PR #554, opened 2026-08-31
UI polish: icons, spacing and tooltips across the canvas chrome

basmilius:
UI polish across the canvas chrome: icons, spacing and tooltips.

## What changed

**Icons.** Text glyphs used as icons are replaced with SVGs from the shared icon set, so every button centers its icon on both axes instead of sitting on a text baseline. Close buttons used two different glyphs across the app and are now one icon everywhere. `IconSessions` contained two zero-length `<line>` elements that only rendered because of round caps; redrawn.

**Spacing.** New `--float-gap` (22px, the dock's distance) and `--tabbar-h` tokens, and every overlay that floats over the canvas is anchored on them: the dock, the pill cluster, the minimap, the controls, both sidebars, the top-right cluster, the banners, the resume card, the pinned explorer and the dictation pill each carried their own 14 to 22px before.

**Tooltips.** Custom tooltips on every dock and controls button. The dock's open upward, since it hugs the bottom edge; the controls' open to the right, since an upward bubble on a vertical stack covers the button above the one being pointed at. This also brings the `Tooltip` refactor (positioning into a `useTooltip` hook, plus viewport clamping) into this branch ahead of its handle consumers, so the new placement extends the shared component rather than colliding with a rewrite of it. `GroupNode` was the last node file still on native `title` rather than the shared `Tooltip`; its five interactive controls now use it, with `aria-label` on the icon-only ones, while the informational spans and the one button whose label is four lines long keep `title` - the tooltip bubble is `nowrap`.

**One recipe for node header actions.** Ten drifted copies of the icon-button recipe collapse into one, with color reserved for the destructive action.

**Fixes with a specific cause.** The refresh spinner rotated the *button*, not the glyph inside it, so it wobbled around a center the glyph did not share; it now rotates the icon. `.dock-btn:hover:not(:disabled)` out-specificed `.dock-add:hover`, so the add button lost its accent on hover. Tailwind preflight put a ring around the primary button.

**Accessibility.** Icon-only dismiss buttons carried their accessible name via `title` only, which is a tooltip first and a name by fallback. They now carry an explicit `aria-label`.

## Behavior changes

This is not a pure no-op pass. Four things behave differently:

- **The bottom-left Controls are restyled**, not removed. An earlier revision of this PR deleted the widget (zoom and fit already live in the dock, so only the lock added value). That is dropped per @eneskirca: with ~5k users on the current layout, removing a visible muscle-memory surface is not a risk worth taking in a polish pass. The widget keeps its position, its four actions and the lock where they were. The plate, blur and border now sit on the column rather than on each button, so the four read as one enclosure instead of four stacked chips; the rule under every button becomes one separator between the camera moves and the lock; and a `--controls-w` token sizes the buttons *and* offsets the pill cluster that shares that corner, so changing the button size cannot silently drop the pills back on top of them. `fit-view.ts` still reserves the controls rect in `CANVAS_CHROME_SELECTOR`, so `fitAll` lands where it always did.
- **The zoom step is animated in both places.** The controls stepped instantly while the dock tweened, which is one action feeling like two depending on which button you reach for. Both now read `ZOOM_STEP_DURATION_MS`.
- **`.dock-zoom-btn`'s 30px override is gone**, so the two dock zoom-step buttons are the same 38px as every other dock button. That is the point of having one recipe.
- **The group frame's two actions become one.** `ungroup` and the `x` beside it called the same handler under different tooltips, which the icon change made obvious; the `x` is dropped and the survivor reads "Ungroup (keeps nodes)". Deleting a frame with its children is still the context menu's Delete, and a bound frame still releases its worktree binding through `unbind` first.

## Split out of this PR

The **WebNode reload button** (`webviewReload.ts` + its tests) is a feature, not polish, and is not in this branch any more. It goes up as its own small PR once this one lands, as agreed on the review.

## Rebase

Rebased onto current `main`. #544's dock zoom presets and #451/#452's wheel-zoom handling landed after this branch and both survive untouched: `zoomPresets.ts`, `zoomShortcut.ts`, `zoom-limits.ts` and `wheel-zoom.ts` are byte-identical to `main`, and the preset menu keeps its logic, its `onZoomTo`, its `activeZoomPreset` and its mutual exclusion with the add menu. Only its presentation moved to `Tooltip` + `aria-label`.

## Verification

`npm run typecheck` is green. The renderer suite passes apart from pre-existing failures that reproduce identically on unmodified `main` in the same checkout (they read files out of `node_modules` or need a `localStorage` the env lacks).

### DIFF
--- a/src/renderer/bridge/dialog-picker.tsx
+++ b/src/renderer/bridge/dialog-picker.tsx
@@ -17,6 +17,7 @@
 // here, so `..`, absolute and empty names are refused exactly as they are in the Explorer.
 
 import { useCallback, useEffect, useState } from 'react'
+import { IconArrowUp } from '../components/icons'
 import { createRoot, type Root } from 'react-dom/client'
 import type { DirEntry } from '../../shared/types'
 import { newEntryPath } from '../lib/explorerCreate'
@@ -214,7 +215,7 @@ function DirectoryPicker({
             disabled={parent === null}
             title="Up one level"
           >
-            ↑
+            <IconArrowUp />
           </button>
           <span className="dir-picker__path" title={dir}>
             {dir}
--- a/src/renderer/canvas/Canvas.tsx
+++ b/src/renderer/canvas/Canvas.tsx
@@ -741,6 +741,11 @@ const offsetFrom = (
 }
 
 
+/** Zoom-step tween. One constant because the same step sits on two surfaces, the dock and the
+ *  bottom-left controls, and a user who reaches for whichever is nearer must not get two
+ *  different gestures. */
+const ZOOM_STEP_DURATION_MS = 150
+
 // A canvas-control request whose source node lives in another project switches that project in
 // first, and the active-project effect hydrates React Flow ASYNCHRONOUSLY — so the handler waits
 // for the node to appear instead of reading an empty canvas one tick too early. Bounded well under
@@ -13378,16 +13383,15 @@ export function Canvas() {
               default modes. */}
           {glyphLayerActive && <SharedGlyphLayer />}
           {/* The library's own zoom/fit glyphs are swapped for the shared icon set so this cluster
-              matches every other floating control; the actions behind them are unchanged, and
-              zoom stays instant here (the dock's buttons are the animated pair). */}
+              matches every other floating control; the actions behind them are unchanged. */}
           <Controls showZoom={false} showFitView={false} showInteractive={false} position="bottom-left">
             <Tooltip label="Zoom in" placement="top">
-              <ControlButton aria-label="Zoom in" onClick={() => zoomIn()}>
+              <ControlButton aria-label="Zoom in" onClick={() => zoomIn({ duration: ZOOM_STEP_DURATION_MS })}>
                 <IconPlus />
               </ControlButton>
             </Tooltip>
             <Tooltip label="Zoom out" placement="top">
-              <ControlButton aria-label="Zoom out" onClick={() => zoomOut()}>
+              <ControlButton aria-label="Zoom out" onClick={() => zoomOut({ duration: ZOOM_STEP_DURATION_MS })}>
                 <IconMinus />
               </ControlButton>
             </Tooltip>
@@ -13988,8 +13992,8 @@ export function Canvas() {
         onAddWorktree={() => openWorktreeDialog(null)}
         onSave={persist}
         onFitView={fitAll}
-        onZoomIn={() => zoomIn({ duration: 150 })}
-        onZoomOut={() => zoomOut({ duration: 150 })}
+        onZoomIn={() => zoomIn({ duration: ZOOM_STEP_DURATION_MS })}
+        onZoomOut={() => zoomOut({ duration: ZOOM_STEP_DURATION_MS })}
         onZoomTo={zoomToPct}
         onDictate={toggleDictation}
         dictateActive={dictationOpen}
--- a/src/renderer/canvas/Canvas.tsx
+++ b/src/renderer/canvas/Canvas.tsx
@@ -91,9 +91,13 @@ import { Dock } from '../components/Dock'
 import { TabBar } from '../components/TabBar'
 import { ContextMenu, type MenuItem } from '../components/ContextMenu'
 import { CommandPalette, type Command } from '../components/CommandPalette'
+import { Tooltip } from '../components/Tooltip'
 import {
-  IconCollapse,
   IconBranch,
+  IconCanvasView,
+  IconClose,
+  IconCollapse,
+  IconDino,
   IconDuplicate,
   IconEditor,
   IconExplorer,
@@ -101,22 +105,23 @@ import {
   IconGear,
   IconGrid,
   IconGroup,
-  IconDino,
   IconJump,
   IconKanban,
-  IconCanvasView,
   IconLock,
   IconMarkdown,
-  IconReload,
-  IconSmiley,
-  IconPower,
+  IconMinus,
   IconNote,
   IconPhone,
+  IconPlus,
+  IconPower,
   IconProject,
+  IconReload,
   IconRemote,
   IconSave,
+  IconSearch,
   IconSelectAll,
   IconSessions,
+  IconSmiley,
   IconSwitch,
   IconTerminal,
   IconTrash,
@@ -946,9 +951,9 @@ export function Canvas() {
     return () => clearTimeout(t)
   }, [notice])
   const [zoomPct, setZoomPct] = useState(100)
-  // Canvas lock (bottom-left Controls): freezes the viewport against GESTURES — pan (drag +
+  // Canvas lock (bottom-left Controls): freezes the viewport against GESTURES: pan (drag +
   // scroll), zoom (pinch / Cmd+wheel / double-click), node dragging and edge connecting.
-  // Deliberate button clicks (Controls +/−/fit, dock zoom, ⌘K fit) still work, matching React
+  // Deliberate button clicks (Controls +/-/fit, dock zoom, ⌘K fit) still work, matching React
   // Flow's own lock convention. Transient by design: a lock that survives restart reads as
   // "the app is frozen" to whoever opens it next.
   const [canvasLocked, setCanvasLocked] = useState(false)
@@ -13011,7 +13016,7 @@ export function Canvas() {
               title="Dismiss"
               onClick={() => setMigrationNote(null)}
             >
-              ✕
+              <IconClose />
             </button>
           </div>
         )}
@@ -13026,7 +13031,7 @@ export function Canvas() {
               title="Dismiss"
               onClick={() => setSyncNote(null)}
             >
-              ✕
+              <IconClose />
             </button>
           </div>
         )}
@@ -13041,7 +13046,7 @@ export function Canvas() {
               title="Dismiss"
               onClick={() => setCopyError(null)}
             >
-              ✕
+              <IconClose />
             </button>
           </div>
         )}
@@ -13060,7 +13065,7 @@ export function Canvas() {
               title="Dismiss"
               onClick={() => setNotice(null)}
             >
-              ✕
+              <IconClose />
             </button>
           </div>
         )}
@@ -13202,7 +13207,7 @@ export function Canvas() {
           title="Command palette"
           onClick={() => setPaletteOpen(true)}
         >
-          <span className="cluster-search__icon">⌕</span>
+          <IconSearch />
           {paletteChip && <span className="kbd">{paletteChip}</span>}
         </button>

* * * *

◆ **Exercise brief**: Locate the word "onZoomIn" in the entries, and copy every line where it is found.

◆ **Solution for this task**:
-        onZoomIn={() => zoomIn({ duration: 150 })}
+        onZoomIn={() => zoomIn({ duration: ZOOM_STEP_DURATION_MS })}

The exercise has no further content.